We present high resolution (~ 30 au) ALMA Band 6 dust polarization observations of VLA 1623. The VLA 1623 data resolve compact ~ 40 au inner disks around the two protobinary sources, VLA 1623-A and ...VLA 1623-B, and also an extended ~ 180 au ring of dust around VLA 1623-A. This dust ring was previously identified as a large disk in lower-resolution observations. We detect highly structured dust polarization toward the inner disks and the extended ring with typical polarization fractions ~ 1.7% and ~ 2.4%, respectively. The two components also show distinct polarization morphologies. The inner disks have uniform polarization angles aligned with their minor axes. This morphology is consistent with expectations from dust scattering.
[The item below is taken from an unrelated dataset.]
PR #2271, opened 2025-09-26
validation: timer: add new tests

TuomasTaipale:
Add new tests to check ability to create maximum amount of oneshot and periodic timer pools, maximum/large amount of timers from these pools and ability for implementations to handle timer pools with varying parameterization.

By contrast, the extended dust ring has an azimuthal polarization morphology not previously seen in lower-resolution observations. We find that our observations are well fit by a static, oblate spheroid model with a flux-frozen, poloidal magnetic field. We propose that the polarization traces magnetic grain alignment likely from flux freezing on large scales and magnetic diffusion on small scales. Alternatively, the azimuthal polarization may be attributed to grain alignment by the anisotropic radiation field. If the grains are radiatively aligned, then our observations indicate that large (~ 100 um) dust grains grow quickly at large angular extents. Finally, we identify significant proper motion of VLA 1623 using our observations and those in the literature. This result indicates that the proper motion of nearby systems must be corrected for when combining ALMA data from different epochs.